At the highest levels of hockey, from high school to college to the NHL, “checking” is permitted, which entails a player colliding with an opponent to halt his forward movement.
This may result in multiple injuries from players colliding with one another or with the ice surface or the rink’s boards. Even in so-called “no-check” leagues, physical contact is inevitable. Falls are regular, and landing on ice is equally as difficult as landing on concrete.
In addition, because every player carries a stick and wears sharpened skates, accidents are inevitable and may affect the NHL odds played by fans and bettors if the major players are injured.
There is also a high probability that you may be struck by the puck, which is composed of hard rubber and can leave a painful bruise if it hits you in the wrong area. And since hockey includes hard physical activity, muscular pulls and sprains are a risk for players who fail to properly warm up and stretch.

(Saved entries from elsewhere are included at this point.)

PR #4015, opened 2025-04-22
fix: prevent horizontal overflow of admin top bar

fdalcin:
Resolves pressbooks/private#1585.

This ticket resolves pressbooks/private#1585 by applying a auto scroll behavior on mobile screens.


greatislander (commented):
@fdalcin I'm working on a different approach—I think the best bet is to change the icons to 24px on small screens, as this will fit and also meets [WCAG SC 2.5.8](https://www.w3.org/WAI/WCAG22/Understanding/target-size-minimum.html). PR incoming.

fdalcin:
@greatislander  interesting approach. Thanks for checking that.

fdalcin:
Closing in favor of #4048

PR #4016, opened 2025-04-22
fix: missing aria-describedby on date inputs

arzola:
This pull request introduces accessibility improvements for date picker components by ensuring proper ARIA attributes are set. The changes enhance support for assistive technologies by linking the `aria-describedby` attribute of the input field to its corresponding description.

### Accessibility Improvements:

* [`assets/src/scripts/book-information.js`](diffhunk://#diff-3380be9a21d4863b939dbe34f39810b90eec866b505b7f9704b174e2249b682eR4-R13): Added an event listener to `duet-date-picker` elements to dynamically set the `aria-describedby` attribute on the associated input field, ensuring it references the correct description.
* [`templates/metaboxes/fields/date.blade.php`](diffhunk://#diff-f6972895cbf9855016670681b02fdb7aec672a4951df8127b92654589a1ce2f8L2-R5): Updated the `duet-date-picker` component to include an `aria-describedby` attribute pointing to the description element, and added an `id` to the label for better accessibility.

### How to test.

Navigate book info inputs with voice over activated when datepicker inputs are focused It should say the input's name + the description below the input


richard015ar (approved):
it works as expected, and the screen reader announces the description, for example the "This is added to the metadata in your ebook” text in the publication date field in the Book Info form.
I thought that we'd need to forward the `aria-describedby` to the `<input>` inside the component as well by adding `input-aria-describedby` to make the screen reader announce it, but it seems that it is not necessary. 

A note (out of the scope of this change): there is a duet-date picker in the network catalog filter.

It LGTM.

PR #367, opened 2025-12-16
More informative errors for finite mps

borisdevos:
Small silly change, but while I was being lazy with variable names and confused my finite MPS with infinite MPS, I realised I could call certain functions and get it to error at weird places. This change fixes that. It seemed good to do since these functions are exported, so the generic method was always available.

Unrelated to this, I was also playing around with Cartesian spaces and `transfer_spectrum` would use the sector `Trivial()` to make a `ComplexSpace`, so now it checks the space type instead of sector type. 

Final thing to add: the eigsolve that happens in `transfer_spectrum` defaults to Arnoldi even though the state is fully real. I didn't change this, because I simply don't know how much support we want for real MPSs.

### DIFF
--- a/src/algorithms/toolbox.jl
+++ b/src/algorithms/toolbox.jl
@@ -151,7 +151,7 @@ function marek_gap(above::InfiniteMPS; tol_angle = 0.1, kwargs...)
     return marek_gap(spectrum; tol_angle)
 end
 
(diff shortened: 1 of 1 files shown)


borisdevos:
I'm confused as well now, because isn't that what the method error does?

lkdvos (approved):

Hockey’s constant action and high-speed team play make it a very popular sport. Despite its enjoyment, hockey poses a very real danger of damage. Patiently follow these tips to ensure your safety.
1. Get Trained Properly
Before stepping into a game, a novice should have received proper training and learned the rules. Employing a coach or personal trainer is always advised. For instance, novices should know how to fall correctly on ice. Falls are a regular part of the game, but practicing the proper way to fall helps avoid spinal cord damage.

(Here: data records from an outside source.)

PR #375, opened 2026-02-06
Changes for non-CPU array support

kshyatt:
Mostly allowing passing an array type instead of just an element type to allow GPU arrays to back MPS tensors

### DIFF
--- a/Project.toml
+++ b/Project.toml
@@ -76,6 +76,3 @@ cuTENSOR = "011b41b2-24ef-40a8-b3eb-fa098493e9e1"
 
 [targets]
 test = ["Aqua", "Adapt", "CUDA", "cuTENSOR", "Pkg", "Test", "TestExtras", "Plots", "Combinatorics", "ParallelTestRunner", "TensorKitTensors"]
-
-[sources]
-TensorKit = {url="https://github.com/QuantumKitHub/TensorKit.jl", rev="ksh/cuda_tweaks"}
--- a/Project.toml
+++ b/Project.toml
@@ -76,3 +76,6 @@ cuTENSOR = "011b41b2-24ef-40a8-b3eb-fa098493e9e1"
 
 [targets]
 test = ["Aqua", "Adapt", "CUDA", "cuTENSOR", "Pkg", "Test", "TestExtras", "Plots", "Combinatorics", "ParallelTestRunner", "TensorKitTensors"]
+
+[sources]
+TensorKit = {url="https://github.com/QuantumKitHub/TensorKit.jl", rev="ksh/cuda_tweaks"}
--- a/src/operators/mpohamiltonian.jl
+++ b/src/operators/mpohamiltonian.jl
@@ -32,6 +32,7 @@ struct MPOHamiltonian{TO <: JordanMPOTensor, V <: AbstractVector{TO}} <: Abstrac
     W::V
 end
 OperatorStyle(::Type{<:MPOHamiltonian}) = HamiltonianStyle()
+TensorKit.storagetype(::Type{MPOHamiltonian{O, V}}) where {O, V} = storagetype(O)
 
 const FiniteMPOHamiltonian{O <: MPOTensor} = MPOHamiltonian{O, Vector{O}}
 Base.isfinite(::Type{<:FiniteMPOHamiltonian}) = true
--- a/src/states/quasiparticle_state.jl
+++ b/src/states/quasiparticle_state.jl
@@ -1,7 +1,7 @@
 #=
 Should not be constructed by the user - acts like a vector (used in eigsolve)
 I think it makes sense to see these things as an actual state instead of return an array of B tensors (what we used to do)
-This will allow us to plot energy density (finite qp) and measure observeables.
+This will allow us to plot energy density (finite qp) and measure observables.
 =#
 
 struct LeftGaugedQP{S, T1, T2, E <: Number}
--- a/src/utility/multiline.jl
+++ b/src/utility/multiline.jl
@@ -106,3 +106,14 @@ function VectorInterface.inner(x::Multiline, y::Multiline)
 end
 
 LinearAlgebra.norm(x::Multiline) = sqrt(real(inner(x, x)))
+
+# TensorKit
+#----------
+
+site_type(::Type{Multiline{S}}) where {S} = site_type(S)
+bond_type(::Type{Multiline{S}}) where {S} = bond_type(S)
+site_type(st::Multiline) = site_type(typeof(st))
+bond_type(st::Multiline) = bond_type(typeof(st))
+TensorKit.sectortype(::Type{Multiline{T}}) where {T} = sectortype(T)
+TensorKit.spacetype(::Type{Multiline{T}}) where {T} = spacetype(T)
+TensorKit.storagetype(::Type{Multiline{T}}) where {T} = storagetype(T)
--- a/test/cuda/operators.jl
+++ b/test/cuda/operators.jl
@@ -17,6 +17,10 @@ MPSKit.Defaults.alg_svd() = CUSOLVER_QRIteration()
     O₁ = rand(T, V^L, V^L)
     O₂ = rand(T, space(O₁))
     O₃ = rand(real(T), space(O₁))
+    
+    dO₁ = adapt(CuArray, O₁)
+    dO₂ = adapt(CuArray, O₂)
+    dO₃ = adapt(CuArray, O₃)
 
     mpo₁ = adapt(CuVector{T, CUDA.DeviceMemory}, FiniteMPO(O₁))
     mpo₂ = adapt(CuVector{T, CUDA.DeviceMemory}, FiniteMPO(O₂))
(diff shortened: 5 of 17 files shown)


src/environments/abstract_envs.jl
```diff
@@ -15,48 +15,52 @@ Base.unlock(envs::AbstractMPSEnvironments) = unlock(envs.lock);
 # ------------------
 function allocate_GL(bra::AbstractMPS, mpo::AbstractMPO, ket::AbstractMPS, i::Int)
     T = Base.promote_type(scalartype(bra), scalartype(mpo), scalartype(ket))
+    TA = similarstoragetype(storagetype(mpo), T)
```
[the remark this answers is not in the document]
kshyatt: Sure, I can modify this to take into account the backing types of `bra` and `ket` too

lkdvos (commented):
Since I stole the commits from here, I thought I'd might as well also go through and indicate some merge changes that were probably no longer needed, and meanwhile left some more comments

src/states/quasiparticle_state.jl
```diff
@@ -216,6 +216,7 @@ GeometryStyle(::Type{<:QP{S, T1, T2}}) where {S, T1, T2} = GeometryStyle(S)
 
 TensorKit.spacetype(::Union{QP{S}, Type{<:QP{S}}}) where {S} = spacetype(S)
 TensorKit.sectortype(::Union{QP{S}, Type{<:QP{S}}}) where {S} = sectortype(S)
+TensorKit.storagetype(qp::QP{S, T1, T2}) where {S, T1, T2} = storagetype(T2)
```
lkdvos: Is this required? this should really be `storagetype(qp) = storagetype(typeof(qp))`, and then being captured by the definion just below, and I had hoped this would be automatically happening because of TensorKit having a fallback?

src/utility/multiline.jl
```diff
@@ -18,6 +18,8 @@ struct Multiline{T}
 end
 Multiline(data::AbstractVector{T}) where {T} = Multiline{T}(data)
 
+TensorKit.storagetype(M::Multiline{T}) where {T} = storagetype(T)
```
lkdvos: As mentioned before, I would like to avoid this definition, and only have it in the case of `MultilineMPS` or `MultilineMPO` specifically

kshyatt: Is there some reason then that `sectortype` and `spacetype` are defined for generic `Multiline` (NOT `MultilineMPS`) in `src/states/multilinemps.jl`? It seems kind of inconsistent to me.

lkdvos: It probably just is kind of inconsistent, but I think what annoys me with `storagetype(::Multiline)` could also mean the typeof `m.data`, although I guess there never is any reason for that to not be `Array` so maybe I can just let this one go. Sorry for being annoying about this, you are probably right that it is better to leave this in...

kshyatt: No worries, I know I'm also being annoying by getting my grubby little fingers all over everything. Why don't I move the generic methods out to the `src/utility/multiline.jl` file?

src/operators/mpohamiltonian.jl
```diff
@@ -32,6 +32,8 @@ struct MPOHamiltonian{TO <: JordanMPOTensor, V <: AbstractVector{TO}} <: Abstrac
     W::V
 end
 OperatorStyle(::Type{<:MPOHamiltonian}) = HamiltonianStyle()
+TensorKit.storagetype(mpo::MPOHamiltonian{O, V}) where {O, V} = storagetype(O)
```
lkdvos:
```suggestion
```
this should automatically dispatch to the line below:
https://github.com/QuantumKitHub/TensorKit.jl/blob/9422cd5c1f0521b48501aa0056f093369b3acfff/src/tensors/abstracttensor.jl#L52

src/utility/multiline.jl
```diff
@@ -106,3 +106,16 @@ function VectorInterface.inner(x::Multiline, y::Multiline)
...
+# TensorKit
+#----------
+
+site_type(::Type{Multiline{S}}) where {S} = site_type(S)
+bond_type(::Type{Multiline{S}}) where {S} = bond_type(S)
+site_type(st::Multiline) = site_type(typeof(st))
+bond_type(st::Multiline) = bond_type(typeof(st))
+TensorKit.sectortype(t::Multiline) = sectortype(typeof(t))
+TensorKit.sectortype(::Type{Multiline{T}}) where {T} = sectortype(T)
+TensorKit.spacetype(t::Multiline) = spacetype(typeof(t))
```
lkdvos:
```suggestion
```

src/utility/multiline.jl
```diff
@@ -106,3 +106,16 @@ function VectorInterface.inner(x::Multiline, y::Multiline)
...
 LinearAlgebra.norm(x::Multiline) = sqrt(real(inner(x, x)))
+
+# TensorKit
+#----------
+
+site_type(::Type{Multiline{S}}) where {S} = site_type(S)
+bond_type(::Type{Multiline{S}}) where {S} = bond_type(S)
+site_type(st::Multiline) = site_type(typeof(st))
+bond_type(st::Multiline) = bond_type(typeof(st))
+TensorKit.sectortype(t::Multiline) = sectortype(typeof(t))
```
lkdvos:
```suggestion
```

src/utility/multiline.jl
```diff
@@ -106,3 +106,16 @@ function VectorInterface.inner(x::Multiline, y::Multiline)
...
+TensorKit.sectortype(::Type{Multiline{T}}) where {T} = sectortype(T)
+TensorKit.spacetype(t::Multiline) = spacetype(typeof(t))
+TensorKit.spacetype(::Type{Multiline{T}}) where {T} = spacetype(T)
+TensorKit.storagetype(M::Multiline{T}) where {T} = storagetype(T)
```
lkdvos: This one should be in the type domain

lkdvos (commented):
I think overall this looks good to go, except for the fact that I don't think it makes sense to include all examples for a GPU version as well.
I do agree that there must be examples about GPU support, but I don't think it makes much sense to translate all of them, since we then also have to maintain all of them 🙃 
What I would like instead is for the tests to include some more GPU cases, but I guess that is a way bigger endeavor so I also am happy to just include the changes without that for now

kshyatt:
I 100% agree about the examples, IMO let me cleanup the multiline stuff a little and try to write a few tests that will actually cover the changes.

kshyatt:
Some of the missing coverage here will be fixed once the Algorithm and Driver changes hit at MatrixAlgebraKit, I'll try to add a few more tests for the MPOs though

Project.toml
```diff
@@ -76,3 +76,7 @@ cuTENSOR = "011b41b2-24ef-40a8-b3eb-fa098493e9e1"
 
 [targets]
 test = ["Aqua", "Adapt", "CUDA", "cuTENSOR", "Pkg", "Test", "TestExtras", "Plots", "Combinatorics", "ParallelTestRunner", "TensorKitTensors"]
+
+[sources]
+TensorKit = {url="https://github.com/QuantumKitHub/TensorKit.jl", rev="ksh/cuda_tweaks"}
+BlockTensorKit = {url="https://github.com/lkdvos/BlockTensorKit.jl", rev="main"}
```
lkdvos:
```suggestion
```
Should now be released, I didn't realize I forgot to tag that 😉

kshyatt:
Some of this needs a fix in TensorOperations, which I'm working on, but I think this can be merged and I'll come back and re-enable the tests affected by `tensoradd`

test/cuda/operators.jl
```diff
@@ -0,0 +1,87 @@
+using .TestSetup
+using Test, TestExtras
+using MPSKit
+using MPSKit: GeometryStyle, FiniteChainStyle, InfiniteChainStyle, OperatorStyle, MPOStyle
+using TensorKit
+using MatrixAlgebraKit
+using TensorKit: ℙ, tensormaptype, TensorMapWithStorage
+using Adapt, CUDA, cuTENSOR
+
+MPSKit.Defaults.alg_svd() = CUSOLVER_QRIteration()
```
lkdvos, line 12: Hahahah I guess this is one way to get around these issues 👍 
Would you mind leaving a TODO note referencing the MatrixAlgebraKit issue for that, so we know to remove this in the future? (also, does this work if Revise is not loaded?)

test/cuda/operators.jl
```diff
@@ -0,0 +1,87 @@
...
+
+    # test addition and multiplication
+    @test convert(TM, mpo₁ + mpo₂) ≈ dO₁ + dO₂
+    @test convert(TM, mpo₁ + mpo₃) ≈ dO₁ + dO₃
+    @test convert(TM, mpo₁ * mpo₂) ≈ dO₁ * dO₂
+    @test convert(TM, mpo₁ * mpo₃) ≈ dO₁ * dO₃
+
+    # test application to a state
+    ψ₁ = adapt(CuArray, rand(T, domain(O₁)))
+    #ψ₂ = adapt(CuArray, rand(real(T), domain(O₂))) # not allowed due to cuTENSOR
```
lkdvos, line 67: what does this mean? Is it because we can't permute with mixed scalartypes?

test/cuda/states.jl
```diff
@@ -0,0 +1,52 @@
...
+
+@testset "CuMPS ($(sectortype(D)), $elt)" for (D, d, elt) in
+    [(ℙ^10, ℙ^2, ComplexF64), (Rep[U₁](1 => 3), Rep[U₁](0 => 1), ComplexF64)]
+    tol = Float64(eps(real(elt)) * 100)
+
+    ψ = adapt(CuArray, InfiniteMPS([rand(elt, D * d, D), rand(elt, D * d, D)]; tol))
+    @test TensorKit.storagetype(ψ) == CuVector{ComplexF64, CUDA.DeviceMemory}
+    @test eltype(ψ) == eltype(typeof(ψ))
+
+    #=for i in 1:length(ψ)
```
lkdvos: Any idea what is missing for this?

lkdvos (approved):
Overall I definitely think we've been going over this for long enough, most of it looks very reasonable to me. I left some final small comments, but otherwise I'd be happy to merge this and continue from there.

test/cuda/operators.jl
kshyatt: Yes and yes, I am actually a total stone age weirdo who doesn't use Revise

test/cuda/operators.jl
kshyatt: Yeah it's not an allowed type combo for CuTensor itself

lkdvos: Fair enough. In principle we should be able to bypass cuTENSOR here since it should really be just a copy, but that isn't too relevant for this PR

kshyatt: We could bypass if we're certain the layouts are the same, right? But otherwise we'd have to go block by block with `copyto!`

test/cuda/states.jl
kshyatt: I forgot to include `cuTENSOR` at the top lol, don't code at 1am, kids...

lkdvos (approved):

One additional skill novices must learn is to not lower or duck their heads during crashes. When you duck your head during a collision, your head absorbs the force of the contact. Head injuries may be avoided by learning how to react effectively after a collision.
Get all the required equipment: Safe Hockey Gear
Before playing hockey, it is essential to have the proper equipment and to know how to put it on and operate it properly. A pair of skates and a helmet are a solid start, but you’ll need to wear much more. We will highlight a few of them below
Helmet: When it comes to avoiding severe injuries, the helmet is the most essential piece of equipment. Helmets must be approved by the Hockey Equipment Certification Council (HECC) and have a complete facemask, chin cup, and chin strap. Ensure that your helmet fits correctly and that the chin strap is fixed and tightened to keep it in place.

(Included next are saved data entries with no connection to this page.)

PR #377, opened 2026-02-09
Refactor entropy function to also use spectrum directly

AFeuerpfeil:
In this PR, I add the functionality to directly supply the entanglement spectrum obtained from e.g. `entanglement_spectrum(psi, loc)` to calculate the von Neumann entropy.


lkdvos:
Ok, no worries I'm not against this, I would have just been pretty pissed off if Github all of a sudden would decide to just auto comment on all PRs with copilot.

(also, the suggestions are actually not bad 😉 )

PR #389, opened 2026-02-20
Fix Adapt extension

lkdvos:
Might need a release of both BlockTensorKit and TensorKit, will see if this already passes


lkdvos:
Can confirm that it absolutely needs the new TensorKit/BlockTensorKit versions 😉

kshyatt:
> Can confirm that it absolutely needs the new TensorKit/BlockTensorKit versions 😉

Since we're waiting for tags anyway, can we put a `[sources]` block in `Project.toml` to confirm this actually will unbreak 1.11+ at least?

PR #393, opened 2026-02-28
Generalize `regauge!` to `AbstractVector`

AFeuerpfeil:
Generalize `regauge!` to work with `AbstractVector` instead of `Vector`.
(PS: In the current implementation of the algorithms, this is not an issue, as `regauge!` is either only called on single tensors like `regauge!(AC, C; alg = alg_orth)` or broadcasted like `regauge!.(temp_Cs, temp_ACs)`.)

### DIFF
--- a/src/states/ortho.jl
+++ b/src/states/ortho.jl
@@ -168,7 +168,7 @@ function regauge!(
     Q_C, _ = left_orth!(C; alg)
     return mul!(AC, Q_AC, Q_C')
 end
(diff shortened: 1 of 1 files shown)


AFeuerpfeil:
Whatever you prefer, I don't have a clear preference.
Is there any situation where one might want to use the special vector version to multi-thread over the unit cell?
Then one could use the already existing `OhMyThreads.jl` interface.

PR #395, opened 2026-02-28
Generalize `calc_galerkin` to `AbstractMPS`

AFeuerpfeil:
I unified the call to `calc_galerkin` without supplying a position and then lifted the requirements of `Union{InfiniteMPS, FiniteMPS, WindowMPS}` to `AbstractMPS` by keeping the specialized function call for the `MultilineMPS`.

### DIFF
--- a/src/algorithms/toolbox.jl
+++ b/src/algorithms/toolbox.jl
@@ -74,7 +74,7 @@ function calc_galerkin(
         below::AbstractMPS, operator, above, envs
     )
     return maximum(
-        pos -> calc_galerkin(pos, below, operator, above, envs), 
+        pos -> calc_galerkin(pos, below, operator, above, envs),
         CartesianIndices(size(above))
     )
 end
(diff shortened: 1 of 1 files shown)


src/algorithms/toolbox.jl
```diff
@@ -71,13 +71,7 @@ function calc_galerkin(
     return calc_galerkin(col, below[row + 1], operator[row], above[row], envs[row])
 end
 function calc_galerkin(
-        below::Union{InfiniteMPS, FiniteMPS, WindowMPS}, operator, above, envs
-    )
-    return maximum(pos -> calc_galerkin(pos, below, operator, above, envs), 1:length(above))
-end
-function calc_galerkin(
-        below::MultilineMPS, operator::MultilineMPO, above::MultilineMPS,
```
lkdvos: I think `MultilineMPS <: AbstractMPS` is false so you no longer have a definition for `MultilineMPS` here...

lkdvos (approved):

Skates: As with helmets, make sure your skates fit properly. Because you will lace them up tightly, improperly sized skates might cause severe foot pain. The toe cup of the skates should be made of steel or strong plastic material. Maintain sharp skates so they function better and are less prone to get snagged in ice ruts.
Shoulder pads, elbow pads, knee pads, and shin pads are all hockey-specific: Soccer and lacrosse equipment will not provide the necessary protection. The lower leg pads (knee and shin) should be made of hard plastic and extend to the top of your skates.
Hockey pants: Hockey pants should reach your knees and include padding in the front, back, sides, upper legs, and stomach.
Hockey Gloves: Hockey gloves should be flexible and protect beyond the wrist.
Athletic supporter and cup: These are in most hockey undershorts but maybe from other sports.
Neck Protector: Neck protection defends against hockey sticks and skate blades. However, other leagues don’t mandate them.
Mouthguards: It protects teeth, lips, cheeks, and tongue and may avoid concussions and jaw fractures.
2. Know the common injuries
Never play if you are in pain. Playing while wounded might prolong the recovery process. If you know the signs of common illnesses, you can decide if you should play or stay home.
Concussions and other head injuries are relatively prevalent. If the player complains of a headache, feels queasy, or is bewildered, he or she must leave the ice.
Additionally, muscle sprains, joint dislocations, and fractures are frequent injuries. If a player is experiencing difficulty moving a joint or persistent discomfort, they should sit out. Bruises should also be anticipated. If the bruise hurts so much that you can’t stand it, it’s best not to play.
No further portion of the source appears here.